An acute shortage of doctors in the United States would have a profound effect on access to health care, including longer waits for appointments and the need to travel farther to see a doctor. The elderly, the poor, and rural residents would face even greater challenges.
The need to build the capacity of our nation's medical schools is real, and will become more urgent in the decades to come. Any proposal to reform our health-care system must address this need to ensure that all Americans have access to the high-quality health care they deserve.
Darrell G. Kirch, M.D.
President and CEO
Association of American Medical Colleges
Washington, D.C.
****
Shannon Brownlee replies:
Richard Cooper incorrectly characterizes the research I cite as "strongly contested." The groundbreaking work by the Dartmouth group is widely acknowledged and honored, and it offers a robust argument for rethinking plans to expand the physician workforce. During two telephone interviews, Cooper offered no data to suggest that reducing the per capita number of physicians would lead to harm in cities like Los Angeles. His conclusion is based on the assumption that the market has set the number of doctors practicing in such cities in response to levels of sickness. In fact, prevalence of severe chronic illness accounts for less than 5 percent of the variation in the amount of care delivered to Medicare recipients in different regions of the country, one of several lines of evidence suggesting that the physician labor market is not particularly sensitive to the population's actual demand for care. And physicians, unlike cops, are able to generate demand for their services.
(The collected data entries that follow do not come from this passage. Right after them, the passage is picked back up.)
PR #7374, opened 2019-04-08
Migrate patchinfo#edit to Bootstrap

dmarcoux:
Improved UX:
- It is clear which fields are required and what is the minimal length
- The packager field is providing user auto-completion (which is now clearly marked as required across the Bootstrap UI, not only in patchinfo)
- Clarify help messages
- Buttons in the binaries section have a title to indicate what they do (in case someone isn't sure / doesn't know)

Screenshots:

Autocomplete changes for all Bootstrap views (as explained above)
autocomplete-other-views

Patchinfo - Bento (to compare)
patchinfo-bento

Patchinfo - Bootstrap
patchinfo-bootstrap

### DIFF
--- a/src/api/app/assets/javascripts/webui2/patchinfo.js
+++ b/src/api/app/assets/javascripts/webui2/patchinfo.js
@@ -1,0 +1,128 @@
+function setupPatchinfo() { // jshint ignore:line
+  addIssuesAjaxBefore();
+  addIssuesAjaxSuccess();
+  addIssuesAjaxComplete();
+  deleteIssueClick();
+  patchinfoBlockChange();
+  patchinfoBinariesEvents();
+}
+
+function addIssuesAjaxBefore() {
+  $('#add-issues').on('ajax:before', function() {
+    var issues = $('#issue_ids').val();
+    if (issues.length === 0) {
+      return false;
+    }
+
+    var element = $(this);
+    element.children('i.fas.fa-plus-circle').addClass('d-none');
+    element.children('i.fas.fa-spin').removeClass('d-none');
+
+    issues = $.unique(issues.replace(/ /g, '').split(','));
+
+    element.data('params', { issues: issues, project: element.data('project') });
+  });
+}
+
+function addIssuesAjaxSuccess() {
+  $('#add-issues').on('ajax:success', function(event, data) {
+    $('#ajax-error-message').text(data.error);
+    if (data.error !== '') {
+      return;
+    }
+
+    addIssues(data.issues);
+  });
+}
+
+function addIssues(issues) {
+  $.each(issues, function() {
+    var issueTracker = this[0];
+    var issueId = this[1];
+    var issueUrl = this[2];
+    var issueSum = this[3];
+
+    if ($('li#issue_' + issueTracker + '_' + issueId).length > 0) {
+      return;
+    }
+
+    addIssuesHtml(issueTracker, issueId, issueUrl, issueSum);
+  });
+}
+
+function addIssuesHtml(issueTracker, issueId, issueUrl, issueSum) {
+  var identifier = issueTracker + '_' + issueId;
+
+  $('#issues').append(
+    $('<div>', { id: 'issue_' + identifier, class: 'list-group-item flex-column align-items-start issue-element' }).append(
+      $('<div>', { class: 'd-flex w-100 mb-1' }).append(
+        $('<a>', { href: issueUrl, target: '_blank', rel: 'noopener' }).append(
+          $('<i>', { class: 'fa fa-bug text-danger' })
+        ).append(' ' + issueTracker + '#' + issueId),
+        $('<a>', { id: 'delete_issue_' + identifier, href: '#', title: 'Delete', class: 'ml-1' }).append(
+          $('<i>', { class: 'fas fa-times-circle text-danger' })
+        ),
+        $('<input>', { type: 'hidden', name: 'patchinfo[issueid][]', id: 'issueid_' + identifier, value: issueId, multiple: true }),
+        $('<input>', { type: 'hidden', name: 'patchinfo[issuetracker][]', id: 'issuetracker_' + identifier, value: issueTracker, multiple: true }),
+        $('<input>', { type: 'hidden', name: 'patchinfo[issueurl][]', id: 'issueurl_' + identifier, value: issueUrl, multiple: true }),
+        $('<input>', { type: 'hidden', name: 'patchinfo[issuesum][]', id: 'issueurl_' + identifier, value: issueSum, multiple: true })),
+      $('<small>', { class: 'text-muted' }).append(issueSum)
+    )
+  );
+}
+
+function addIssuesAjaxComplete() {
+  $('#add-issues').on('ajax:complete', function() {
+    var element = $(this);
+    element.children('i.fas.fa-spin').addClass('d-none');
+    element.children('i.fas.fa-plus-circle').removeClass('d-none');
+    $('#issue_ids').val('');
+  });
+}
+
+function deleteIssueClick() {
+  $(document).on('click', 'a[id^="delete_issue_"]', function(event) {
+    event.preventDefault();
+
+    $(this).parents('.issue-element').remove();
+  });
+}
+
+function patchinfoBlockChange() {
+  $('#patchinfo_block').change(function() {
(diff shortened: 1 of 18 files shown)


dmarcoux:
[Create patchinfo](https://trello.com/c/BSTVviHr/1091-create-patchinfo)

coolo:
pics or it didn't happen! :)

dmarcoux:
@coolo I will add at least one when this PR won't be a draft anymore.

dmarcoux:
What should I do with the CodeClimate issue? Should I address or approve it? I find splitting the function up doesn't really help. I would prefer to approve it.

coolo:
For what it's worth: I'm with codeclimat on this one. This is outside my personal climate:

```
          )
        );
      }
    });
  });
}
```

coolo:
(being introduced to programming in university with [Scheme]( https://en.wikipedia.org/wiki/Scheme_(programming_language)) didn't really help making me easy with closing parentheses)

saraycp:
@dmarcoux What about moving all the explanations right under the label (before the textarea)? Otherwise you can start writing and afterwards you read the explanation.

dmarcoux:
> @dmarcoux What about moving all the explanations right under the label (before the textarea)? Otherwise you can start writing and afterwards you read the explanation.

I believe it's a common pattern to have the help/explanation under the field.

dmarcoux:
@coolo Please have another look.

coolo:
I find this an improvement - not that I digged into the functions, but I feel now I could.

src/api/app/assets/javascripts/webui2/patchinfo.js
```diff
@@ -0,0 +1,118 @@
+function setupPatchinfo() { // jshint ignore:line
```
Ana06: [nitpick] We should consider alternatives which doesn't involved that much JavaScript

Ana06:
@saraycp do you have concerns with this PR (I am not completely sure if you are happy with [@dmarcoux's answer](https://github.com/openSUSE/open-build-service/pull/7374#issuecomment-484104075)) or can I click the merge button? :smile:

src/api/app/assets/javascripts/webui2/patchinfo.js
dmarcoux: I managed to reduce the amount of JS with rails-ujs, but it's true that this form depends a lot on JS. What could we do instead? For the AJAX/click/change events, I don't really see a way to avoid that. Regarding the `addIssues` function and appending HTML, this could be improved with templates like Mustache, but it's not something we do currently.

bgeuken:
One minor thing I noticed, the url to the edit page uses query parameters like `edit?package=patchinfo&project=home%3AAdmin`.
Since we just updated the patchinfo controller actions I would have thought that we also updated the webui routes.

bgeuken:
Seeing the [show version](#7416) of patchinfo I realized that both views look very different now. So when I, as a user, look at one [patchinfo](https://user-images.githubusercontent.com/1212806/56308571-e55a8d80-6147-11e9-95b3-e10cdedfdfdd.png) I might notice that the bug list at the bottom right is missing one bug.
After clicking on the 'Edit Patchinfo' link I'll have to parse the whole page again to find the area where I can add bugs.

I know this isn't the most visited view / most used workflow right now. So I just added this as a comment, but I think we should consider such things in future. If time permits it might even make sense to adjust the view already. But that's not my call :smile:

dmarcoux:
The layout of the patchinfo#show is nicer than before to display information, but it isn't for a form since it's better UX to go vertically through a form instead of going through it vertically, then horizontally, then vertically again. This would be the case if I used the same layout due to the `Fixed Bugs` and `Selected Binaries` boxes.

saraycp:
> @saraycp do you have concerns with this PR (I am not completely sure if you are happy with [@dmarcoux's answer](https://github.com/openSUSE/open-build-service/pull/7374#issuecomment-484104075)) or can I click the merge button? smile

@Ana06 @dmarcoux if it's a tendency, fine for me. I don't want to be old-fashioned :stuck_out_tongue_winking_eye:

bgeuken:
> Edit: As we discussed in our standup, we will eventually aim to get inline editing, but for now, it will stay as it is.

That's why I raised this issue, but didn't make it a change request:-)

src/api/app/views/webui2/webui/patchinfo/form/_issues.html.haml
```diff
@@ -0,0 +1,31 @@
+.form-group
+  = form.label(:issues, class: 'd-block')
+
+  %ul#issues
+    - issues.each do |issue|
```
bgeuken: When submitting an invalid patchinfo I get an `undefined method `each' for nil:NilClass` caused by this line.

vpereira:
Ok as User, there are some issues with that page that may or may not be addressed.

1) Nobody edit the issues summary since it comes from Bugzilla, and there are some internal tools which match the issues summary from patchinfo with bugzilla issues. AFAIK, L3 does it. What users can do is remove an issue or add new issues. 

2) The binaries section, could be hidden under "advanced options" if possible. I don't remember a case where we use it consistently.

3) Better align the fields to save some spaces and have description as text area with enough space to add long texts. Normally patchinfos are really verbose, with many issues (specially true for SLE updates) . The "old view" is actually "well designed" (thinking about maintenance team usability) 

4) It would be great to have the name of the package for which the patchinfo is being written. For example this incident https://build.suse.de/project/show/SUSE:Maintenance:10415 has 3 packages.

src/api/app/views/webui2/webui/patchinfo/edit.html.haml
```diff
@@ -0,0 +1,47 @@
+- @pagetitle = "Edit Patchinfo for #{@project}"
```
vpereira: Ok as User, there are some issues with that page that may or may not be addressed.

Nobody edit the issues summary since it comes from Bugzilla, and there are some internal tools which match the issues summary from patchinfo with bugzilla issues. AFAIK, L3 does it. What users can do is remove an issue or add new issues.

The binaries section, could be hidden under "advanced options" if possible. I don't remember a case where we use it consistently.

Better align the fields to save some spaces and have description as text area with enough space to add long texts. Normally patchinfos are really verbose, with many issues (specially true for SLE updates) . The "old view" is actually "well designed" (thinking about maintenance team usability)

It would be great to have the name of the package for which the patchinfo is being written. For example this incident https://build.suse.de/project/show/SUSE:Maintenance:10415 has 3 packages.

src/api/app/views/webui2/webui/patchinfo/form/_issues.html.haml
bgeuken: Fixed

bgeuken:
@dmarcoux JFYI, I fixed the [bug](https://github.com/openSUSE/open-build-service/pull/7374#discussion_r277573686) and the linter offense. I also rebased on master to solve the hakiri warning (caused by a missing nokogiri gem update)

src/api/app/views/webui2/webui/patchinfo/edit.html.haml
dmarcoux: Regarding editing the description of an issue, I kept the same functionality, just made it obvious to do it. It was previously possible to edit the description, but you had to know that clicking on the description would display an input which then allow you to edit the description. So for now, I would keep this functionality until we redesign this page/workflow (if we ever do it).

For the binaries section, I would not hide a section of a form. If this section is not needed in some patchinfo, the field is not required, so it can be ignored. This goes back to the possible redesign of this page/workflow.

Concerning this paragraph:

> Better align the fields to save some spaces and have description as text area with enough space to add long texts. Normally patchinfos are really verbose, with many issues (specially true for SLE updates) . The "old view" is actually "well designed" (thinking about maintenance team usability)

I'm all ears, but please, be clear on what is to be improved. What do you mean with better align the fields to save some spaces? The fields are fully using the available space (in comparison to the old view, which didn't at all). The `textarea` elements now have a few rows (thanks to @DavidKang for his commit). As for the old view is well designed, I basically took the form from the old view and kept the same functionality, then added a bunch of UX improvements (they're listed in the PR's description). Heck, the old view didn't even have any indication to show what is required (which is basic design IMHO).

About having the name of the package(s) for which the patchinfo is being written, the patchinfo is for a project, not for a package. The project will contain the patchinfo and packages. I would consider this feature for a redesign, not for this migration.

Finally, Cooper's characterization of the work of Harvard economists Katherine Baicker and Amitabh Chandra as nothing more than a "statistical game" seems odd, since they employed an analytical technique that is a staple of economics research. Baicker and Chandra asked what would happen if you held the number of doctors steady but changed the ratio of specialists to generalists. Their finding -- that more generalists lead to better-quality care -- has been replicated in a variety of ways by other researchers.
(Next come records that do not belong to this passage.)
PR #7381, opened 2019-04-09
Fix the disabled state of CodeMirror editor buttons

### LINKED ISSUE #7371: File can be saved even if the button is greyed-out
# Issue Description
I opened the file editor in OBS and I was able to press 'Save' even if I didn't edit anything and the button was greyed-out.

Expected Result
============
I should not be able to press save when nothing has changed.

How to Reproduce
===============
1. Open the file editor
2. Don't change anything and press save

bgeuken:
This ensures that undo, redo and save buttons have the correct state
when changing the editor text and before / after saving it.

Fixes #7371

### DIFF
--- a/src/api/app/assets/javascripts/webui2/cm2/use-codemirror.js
+++ b/src/api/app/assets/javascripts/webui2/cm2/use-codemirror.js
@@ -2,6 +2,7 @@ var editors = new Array();
 
 var unstaged = false;
 
+// Show a dialog when there are unsave changes (redo or undo) and the user is about to leave the page
 window.onbeforeunload = function() {
   if (unstaged) {
     return true;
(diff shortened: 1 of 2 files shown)


src/api/app/assets/javascripts/webui2/cm2/use-codemirror.js
```diff
@@ -2,6 +2,7 @@ var editors = new Array();
 
 var unstaged = false;
 
+// Show a dialog when there are unsave changes (redo or undo) and the user is about to leave the page
```
dmarcoux: unsave**d**

src/api/app/views/webui2/shared/_editor.html.haml
```diff
@@ -9,14 +9,14 @@
     .sticky-top.bg-light{ id: "top_#{uid}" }
       .card-header.d-flex.justify-content-between
         .input-group.input-group-sm
-          %button.btn.btn-danger.btn-sm.disabled.save{ id: "save_#{uid}" }
+          %button.btn.btn-danger.btn-sm.save{ id: "save_#{uid}", disabled: true }
```
Ana06: why do you need to use disabled as prop instead of as class? :thinking:

bgeuken: Because that's how buttons are getting [disabled](https://developer.mozilla.org/en-US/docs/Mozilla/Tech/XUL/Attribute/disabled):smile:

bgeuken:

PR #7386, opened 2019-04-09
Deprecate Ratings

hennevogel:


hennevogel:
> AFAIK we need to keep the `*.xsd` files for the request validation.

Not really, at least we don't test for it. Anyway, added again.

PR #7389, opened 2019-04-10
Add validation to patchinfo in the Rails way

saraycp:
As Patchinfo is not an ApplicationRecord, we use ActiveModel::Model to
use Rails validators and set the required attr_accessors.

It also refactors patchinfo initialize method, passing data as argument.


saraycp:
[Refactor patchinfo controller](https://trello.com/c/4JGl1Kkx/1094-refactor-patchinfo-controller)

src/api/app/models/patchinfo.rb
```diff
@@ -37,14 +38,23 @@ class TrackerNotFound < APIError
   CATEGORIES = (CATEGORY_COLORS.keys << '').freeze
 
   attr_reader :document
+  attr_writer :data
+  attr_accessor :summary, :description, :packager
+
+  validates :summary, length: { minimum: 11, message: 'is too short (should have more than 10 signs)' }
```
hennevogel: s/signs/characters/

src/api/app/models/patchinfo.rb
```diff
@@ -247,4 +257,10 @@ def issues_by_tracker
     end
     issues_by_tracker
   end
+
+  def description_length
+    unless description && description.length > [summary.length, 50].max
```
hennevogel: I find this hard to understand and doubt it makes sense.

hennevogel:
Please also look into input [patterns](https://www.w3.org/TR/2009/WD-html5-20090825/forms.html#attr-input-pattern) for the UI...

src/api/app/models/patchinfo.rb
saraycp: done

src/api/app/models/patchinfo.rb
saraycp: @hennevogel Now we don't compare description length with summary length, only check if description is bigger than 50. Better now?

saraycp:
@hennevogel we have used `minlength` attribute instead of `pattern`. 

We also plan to keep the current views like they are and create new views and the controller for bootstrap.

PR #7390, opened 2019-04-10
Move amqp configuration options inside development section

DavidKang:

### DIFF
--- a/src/api/lib/tasks/dev.rake
+++ b/src/api/lib/tasks/dev.rake
@@ -122,15 +122,22 @@ namespace :dev do
       Rake::Task['haml_lint'].invoke
     end
   end
+
   namespace :ahm do
     desc 'Configure the rails app to publish application health monitoring stats'
     task :configure do
+      unless Rails.env.development?
+        puts "You are running this rake task in #{Rails.env} environment."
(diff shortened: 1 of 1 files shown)


src/api/lib/tasks/dev.rake
```diff
@@ -122,15 +122,22 @@ namespace :dev do
...
+        return
+      end
+
       copy_example_file('config/options.yml')
       options_yml = YAML.load_file('config/options.yml') || {}
-      options_yml['amqp_namespace'] = 'opensuse.obs'
-      options_yml['amqp_options'] = { host: 'rabbit', port: '5672', user: 'guest', pass: 'guest', vhost: '/' }
-      options_yml['amqp_exchange_name'] = 'pubsub'
-      options_yml['amqp_exchange_options'] = { type: :topic, persistent: 'true', passive: 'true' }
+      options_yml[Rails.env]['amqp_namespace'] = 'opensuse.obs'
```
hennevogel: Why make this env dependent if you only allow one env?

coolo: everything in options.yml is env dependent (or is in 'default')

Phillip Miller correctly points out that increasing the number of graduates without boosting residency slots won't change the number of doctors. The Council on Graduate Medical Education, which advises Congress on physician-workforce policy, specifically recommends that the number of physicians entering residency programs go up by more than 10 percent in the next decade.
I agree with Darrell Kirch that reducing dependence on foreign doctors is a worthy goal, and that a shortage of physicians would not be good for the nation's health. What we're arguing about here is the definition of shortage. Projections by the AAMC, COGME, and others seem not to take into account the growing body of evidence that too many doctors may be as harmful under our current fee-for-service reimbursement system as too few. A more effective strategy for ensuring our future health might be to reform the payment system; to encourage young physicians to go into primary care and to settle in regions of the country where their services are most needed; and to teach them to practice collaborative medicine. Simply increasing the number of physicians will accomplish none of those goals.